Par une ordonnance n° 2300297 du 1er février 2023, la magistrate désignée par la présidente du tribunal administratif de Marseille a, en application de l'article R. 351-3 du code de justice administrative, transmis au tribunal administratif de Versailles la requête de M. B... A..., enregistrée le 11 janvier 2023.
Par un jugement n° 2300917 du 21 avril 2023, le tribunal administratif de Versailles a rejeté sa demande.
Procédure devant la cour :
Par une ordonnance n° 23MA01207 du 17 mai 2023, la présidente de la cour administrative d'appel de Marseille a, en application de l'article R. 351-3 du code de justice administrative, transmis à la cour administrative d'appel de Versailles le dossier de la requête d'appel de M. A..., enregistrée le 16 mai 2023.

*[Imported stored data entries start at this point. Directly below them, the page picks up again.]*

PR #995, opened 2015-09-18
Module for managing launchd on OS X (system/launchd)

multimac:
Created this module for managing launchd on OS X via launchctl. This removes the need for fumbling around with the command/shell module to manage jobs in launchd. It also correctly reports whether the system was changed (jobs loaded/unloaded/started/stopped/etc.).

It's currently built for the OS X 10.10 version of launchd, as major changes were made between this and the 10.9 version.

### DIFF
--- a/system/launchd.py
+++ b/system/launchd.py
@@ -1,4 +1,22 @@
 #!/usr/bin/python
+# -*- coding: utf-8 -*-
+
+# (c) 2015, David Symons <Mult1m4c@gmail.com>
+#
+# This file is part of Ansible
+#
+# This module is free software: you can redistribute it and/or modify
+# it under the terms of the GNU General Public License as published by
+# the Free Software Foundation, either version 3 of the License, or
+# (at your option) any later version.
+#
+# This software is distributed in the hope that it will be useful,
+# but WITHOUT ANY WARRANTY; without even the implied warranty of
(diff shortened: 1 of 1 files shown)


robynbergeron:

robynbergeron:

# 

mmulich:
This works well. Some of the newer `launchctl` verbiage and domain space stuff is confusing. I'd suggest an example for using the `gui/$UID` domain space.

:bug: This needs to `os.path.expanduser` on `path`.

system/launchd.py
```diff
@@ -0,0 +1,405 @@
...
+
+
+def main():
+    state_choices = ['loaded', 'unloaded', 'enabled', 'disabled', 'started', 'stopped', 'restarted', 'status']
+    module = AnsibleModule(
+        argument_spec = dict(
+            state=dict(default='loaded', choices=state_choices, type='str'),
+            domain=dict(required=True, type='str'),
+            label=dict(default=None, alias=['name'], type='str'),
+            path=dict(default=None, type='str'),
```
bcoca, line 354: make this a 'path' type and both ~ and $HOME as well as relative paths will be automatically resolved.

kpaleniu:
It would be nice to have a feature to reload the service again. If the plist for the service is also managed using ansible and the plist changes, you need to unload & load the service for the changes to  effect. Unless of course there is a command that already does this that I am not aware of.

juju4:
:+1:

PR #999, opened 2015-09-19
Added module win_zip

davidobrien1985:
This module supports compressing local files and folders into a zip.

Requirements: At least .net Framework 4.5 installed.


robynbergeron:

windows/win_zip.ps1
```diff
@@ -0,0 +1,161 @@
...
+
+$params = Parse-Args $args;
+
+$result = New-Object psobject @{
+  win_zip = New-Object psobject
+  changed = $false
+}
+
+# Check if all arguments were provided and set defaults for optional params
+If ($params.src) {
```
trondhindenes, line 67: Now that we're moving to strict mode, line 67 isnt gonna work. Please use `Get-AnsibleParam` to get specific attributes from the param object.

trondhindenes:
There are now two modules in PR that do pretty much the same: #999 and #177. Maybe figure out which one to go forward with so we don't waste anyone's coding cycles? ping @schwartzmx @davidobrien1985

windows/win_zip.ps1
```diff
@@ -0,0 +1,161 @@
...
+  }
+  catch {
+    $ErrorMessage = $_.Exception.Message
+    Fail-Json $result $ErrorMessage
+  }
+}
+
+# compress the folder
+try {
+  [Reflection.Assembly]::LoadWithPartialName( "System.IO.Compression.FileSystem" )
```
schwartzmx, line 145: Is this available in PowerShell 3.0?  I don't think it is iirc

ah you are checking [here](https://github.com/ansible/ansible-modules-extras/pull/999/files#diff-459bce6ea74e00108d7c4b2f2f6cacd9R88) for .NET

windows/win_zip.py
```diff
@@ -0,0 +1,62 @@
...
+             will be renamed with a bak extension.
+        required: false
+        default: null
+        aliases: []
+author: "David O'Brien (obrien.david@outlook.com) @david_obrien"
+'''
+
+EXAMPLES = '''
+# Compress a single file, do not overwrite existing foo.zip. Will result in existing foo.zip to be renamed to foo.bak
+- win_copy: src=C:\\folder\\foo.bar dest=c:\\TEMP\\foo.zip
```
schwartzmx: Using win_copy here but the module is `win_zip`?  Maybe lingering from a previous change?

windows/win_zip.py
```diff
@@ -0,0 +1,62 @@
...
+# Compress a folder, overwrite an existing foo.zip.
+- win_copy: src=C:\\folder dest=c:\\TEMP\\foo.zip force=true
```
schwartzmx: Using win_copy here but the module is `win_zip`?  Maybe lingering from a previous change?

trondhindenes:
David, I have a unzip function which falls back to using COM if .Net 4.5 is not available. Maybe look at it and incorporate it in your code? https://gist.github.com/trondhindenes/2ce428c329771ce04214

davidobrien1985:
@trondhindenes my experience using COM to zip files / folders was never great. It works, but it was never great. Does it really need to support that?

windows/win_zip.ps1
davidobrien1985, line 67: I don't have a 2.0 dev environment at the moment. So I have to postpone this for now.

@robynbergeron which version are contributors expected to develop on? If I go and use the new Get-AnsibleParam function, then this module will only work on 2.0 and up and it can't be back ported to 1.9.3 for example.

PR #1005, opened 2015-09-21
zabbix_host : add the ability to set inventory_mode

ritzk:
Allows user to set inventory_mode


monitoring/zabbix_host.py
```diff
@@ -356,6 +362,28 @@ def link_or_clear_template(self, host_id, template_id_list):
...
+            inventory_mode = int(-1)
+
+
+        # watch for - https://support.zabbix.com/browse/ZBX-6033
+        request_str = {'hostid': host_id, 'inventory_mode': inventory_mode}
+        try:
+            if self._module.check_mode:
+                self._module.exit_json(changed=True)
+            self._zapi.host.update(request_str)
+        except Exception, e:
```
resmo, line 385: catch all exception should be avoided.

resmo:
would you mind squash the commits into one?

ritzk:
Hi @resmo 
 Not sure, which all Exception I should be catching. Any guidelines would be helpful.

resmo:
@ritzk I see there are a few catch all exceptions in this module. So one more doesn't hurt. Can be addressed later.

gregdek:
@cove Please review this PR to make sure it adheres to the following guidelines:

PR #1007, opened 2015-09-21
Contribute new module win_invoke_from_scheduled_job

breathe:
This adds a new windows module win_invoke_from_scheduled_job

The module expects an argument that is a powershell command string and immediately executes that command from within a windows scheduled task.  This is needed to escape the winrm jail that prevents usage of some kinds of windows rpc mechanisms ...

The module is implemented using the powershell 3 api's -- register-scheduledjob, wait-job, and receive-job.  register-scheduledjob automatically creates a scheduled task in which to run the given powershell snippet.  wait-job blocks until a job in progress has completed.  receive-job receives back the results of the scheduled-job execution.

More info on winrm execution environment: http://www.hurryupandwait.io/blog/safely-running-windows-automation-operations-that-typically-fail-over-winrm-or-powershell-remoting

Approach adapted from here: https://github.com/mwrock/boxstarter/blob/master/BoxStarter.Common/Invoke-FromTask.ps1

ScheduledJob api intro: http://blogs.technet.com/b/heyscriptingguy/archive/2014/05/12/introduction-to-powershell-scheduled-jobs.aspx

My first powershell script -- I'm by no means a powershell expert ...  Feedback welcome


robynbergeron:
Hi @breathe --

robynbergeron:
Also: pinging our windows module friends in case they are able to take a look at this. 

@trondhindenes @petemounce @elventear @smadam813 @jhawkesworth @angstwad @sivel @chrishoffman @cchurch

trondhindenes:
Nice, looking forward to testing it. @breathe, have you considered adding credentials support in order to support scenarios where the task needs to be run with a different credential than the calling user?

breathe:
I had considered credential support but ended up not needing it for my immediate use case -- and wasn't sure if anyone else would want this module.  I think it should be straightforward to add -- register-scheduledjob accepts -Credential <credential> and -Authentication <AuthenticationTypeEnum> arguments -- I'm not sure what the right value would be for the authentication type though ...  It seems like -Authentication Basic is most straightforward and sensible since the module's arguments have to be transferred over the network anyway ...?

It might also be good to support a 'RunElevated' option and perhaps some other switches which can be passed to the -ScheduledJobOption argument of register-scheduledjob:

```
             @{StartIfOnBattery=$False; StopIfGoingOnBattery=$True; WakeToRun=$False; StartIfNotIdle=$False; 
        IdleDuration="00:10:00"; IdleTimeout="01:00:00"; StopIfGoingOffIdle=$True; RestartOnIdleResume=$False; 
        ShowInTaskScheduler=$True; RunElevated=$False; RunWithoutNetwork=$False; DoNotAllowDemandStart=$False; 
        MultipleInstancePolicy=IgnoreNew}
```

windows/win_invoke_from_scheduled_job.ps1
```diff
@@ -0,0 +1,87 @@
...
+
+# ensure a job of the same name is not already registered
+Unregister-ScheduledJob -name $jobName -Force -errorAction SilentlyContinue
+
+# register the command to run as a scheduled task and tell it to execute immediately
+$job = Register-ScheduledJob -RunNow -ScriptBlock $wrapperCommandClosure -Name $jobName
+
+# poll for the job to have started ... then wait for it to finish 
+# wait-job is called repeatedly in a loop because wait-job returns $null if the job does not exist yet ...
+while ($true)
```
elventear: This is minor, but I think it would improve the code.

```
while((wait-job -Name $jobname) -eq $null) {
    start-sleep -s 1
}
```

breathe:
@elventear - thanks for the suggestion, I changed the while loop.

I also added support for a RunElevated option and changed the defaults so the scheduled job is more likely to run reliably when run on a battery powered device.

breathe:
works for me ...  I only have a windows 10 testing environment though at the moment, so I can't validate whether it works on powershell 3/4 ...

nitzmahone:
Unfortunately, getting this working robustly requires more hassle. The PS ScheduledJob stuff is pretty cantankerous (as I discovered when writing the new win_updates module), and there are undocumented failure cases that can occur pretty repeatably at each call in here. The most egregious one is the delayed appearance of the actual job output in the return value from Receive-Job (ie, Wait/Receive-Job eventually returns a non-null object whose Output property must then be polled). I had several other complications for win_updates that may or may not be relevant here (eg, ensuring that only one update job would run at a time in the case of dropped connections/retries).

breathe:
Thanks for the feedback @nitzmahone -- I haven't run into this issue of receive-job returning anything other than the job results yet ...  Do you know how to reproduce?  I've only tested on windows 10 -- possible the issues you ran into are fixed in powershell5?

Looking at win_update.ps1 -- I see you are using the -ArgumentList parameter to register-scheduledjob -- I had tried to use that but was apparently mis-using it as I couldn't get it to work -- I must've been using it incorrectly and should look at that again.

I see you opted not to use receive-job -- I guess this is due to experimentally determined issues you ran into?  Had you tried the pattern that's in this module during that process ... -- call wait_job repeatedly until non-null and then at that point calling receive-job with -wait parameter ...?

Another look at the docs also makes me think I should add the -Force parameter to the Wait-Job and Receive-Job calls -- although the need to do this _might_ be sidestepped by the StopIfGoingOnBatteries=$false scheduledjoboption (assuming that StopIfGoingOnBatteries=$false is sufficient to prevent the scheduled job from ever idling ...  This I do not really know as its not clear to me what all the causes of a scheduled job going into idle state might be.  The -Force parameter on Wait-Job and Receive-Job claims to handle any such cases though so probably is a good idea to add) ...

breathe:
As for preventing multiple instances from running at the same time ...  This module uses a hard-coded job name -- and enforces a job of that name is not already running via unregister-scheduledjob prior to running ...  This seems relatively simple and straightforward -- is there a better way?

nitzmahone:
Hey @breathe: Unfortunately, there isn't much in the way of published best practices to follow for Windows modules yet. It looks like you've got a good start here, but there are a lot of issues that would keep me from +1'ing this right now. I can tell you some of the things I personally look for to +1 for inclusion:
- We generally support back to Powershell 3.0 / Windows Server 2008R2 / Windows 7. It's OK if your module doesn't, but the requirements need to be clearly documented, and ideally, your module will validate its assumptions and fail gracefully on unsupported platforms.
- Reasonably robust error-handling/recovery. I think if you test this module much on older PS/Windows versions, you'll find that it's still got a lot of issues, and that some of them will require manual intervention to fix (eg, won't be re-runnable without hackage) the way things are implemented now.
- A description of the testing you've done (which platforms, PS versions, types/sizes of scripts, etc). Sans that, I'll assume, "works on my machine" is as far as it went. ;)

I've spent a lot of time solving most of these issues already in the win_updates scheduled task stuff. Early on, there was some talk about moving my scheduled task wrapper into powershell.ps1 (which I'd personally oppose for various reasons), or maybe into another opt-in module replacer file (which I would support). If we got some traction on that, having this module leverage it would be a much easier sell, and prevent us from needing to maintain duplicate task scheduler wrappers. I'd be happy to engage in that discussion, or kick it off if you like.

breathe:
I would support you kicking off that discussion.  I'd love to remove this module in favor of native ansible support.  I think ansible should include a supported way to invoke processes outside the winrm jail -- I think this is probably needed within a variety of automation contexts ...

My main thought in offering up this module was -- the winrm jail is pretty obscure -- not well documented, and can cause non-obvious failures of scripts which run fine outside of it.  I think anyone using ansible to automated windows systems is likely to run into the need to escape this jail at some point (maybe my needs are just different and that's not true?).  Here was the first (hacky) way I came across to escape the jail and thought I'd offer it up since there didn't seem to a way anywhere else (at the time I had no idea there was an implementation of this embedded in win_updates.ps1 -- and that implementation is not currently useable outside of that module ...)

nitzmahone:
Done: https://groups.google.com/forum/#!topic/ansible-devel/ueEyAfFwW14

nitzmahone:
... and @breathe, you're definitely not alone. The various things that don't "just work" under WinRM are a constant source of frustration to many (myself included). I had enough issues with the PS scheduled job support though, that I've seriously considered a completely different approach to busting out of WinRM (ephemeral services a la PSExec). The PS Scheduled Job stuff is _slow_\- depends on platform, but in the worst cases, I've seen it add 20s+ of overhead to a no-op.

gregdek:
Thanks again to @breathe for this PR, and thanks @ansible/core for reviewing. Marking for inclusion.

nitzmahone:
Sorry, bot auto-tagged this with the word-that-shall-not-be-mentioned-until-it's-ready-to-be-included...

gregdek:
Thanks again to @breathe for this PR, and thanks @ansible/core for reviewing. Marking for inclusion.

nitzmahone:
Since we can't seem to keep the bot from re-tagging this: _DON'T SHIP IT_

gregdek:
Thanks @breathe for this new module. When this module receives 'shipit' comments from two community members and any 'needs_revision' comments have been resolved, we will mark for inclusion.

breathe:
I don't use ansible on Windows anymore.  And cannot test any of this code.  I'm not sure what's going on with the bot but I'll close this pull request.

PR #1008, opened 2015-09-22
cleaned up vca_vapp module to focus on managing vapps

privateip:
cleaned up vca_vapp module and simplified functionality to focus on vapp management


robynbergeron:
Marking for inclusion because owner_pr. Shipit, shipit on the shippy ship! 

cc @ansible/core :)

Par cette requête, M. A..., représenté par Me Lasbeur, demande à la cour :
1°) d'annuler ce jugement ;
2°) d'annuler cet arrêté ;
3°) d'enjoindre au préfet des Bouches-du-Rhône de lui délivrer un certificat de résidence algérien portant le mention " commerçant " dans un délai à fixer par la cour, sous astreinte de 150 euros par jour de retard ;
4°) de mettre à la charge de l'Etat une somme de 3 000 euros au titre des dispositions de l'article L. 761-1 du code de justice administrative.
Il soutient que :
- l'arrêté attaqué est insuffisamment motivé et entaché d'un défaut d'examen de sa situation personnelle et familiale ;
- le préfet des Bouches-du-Rhône a commis une erreur de droit en mentionnant les dispositions de l'article L. 611-1 du code de l'entrée et du séjour des étrangers et du droit d'asile, dès lors que sa situation est entièrement régie par les stipulations de l'accord franco-algérien du 27 décembre 1968 ;
- commerçant inscrit au registre du commerce, il remplit les conditions fixées par les stipulations de l'article 5 de cet accord ;
- le préfet a méconnu les stipulations de l'article 8 de la convention européenne de sauvegarde des droits de l'homme et des libertés fondamentales ;
- l'arrêté attaqué est entaché d'une erreur manifeste d'appréciation au regard de sa situation personnelle et familiale ;
- la décision portant interdiction de retour sur le territoire français pour une durée d'un an est injustifiée et ne tient pas compte de sa situation professionnelle et familiale ;
- elle est entachée d'une erreur manifeste d'appréciation et méconnaît les stipulations de l'article 8 de la convention européenne de sauvegarde des droits de l'homme et des libertés fondamentales.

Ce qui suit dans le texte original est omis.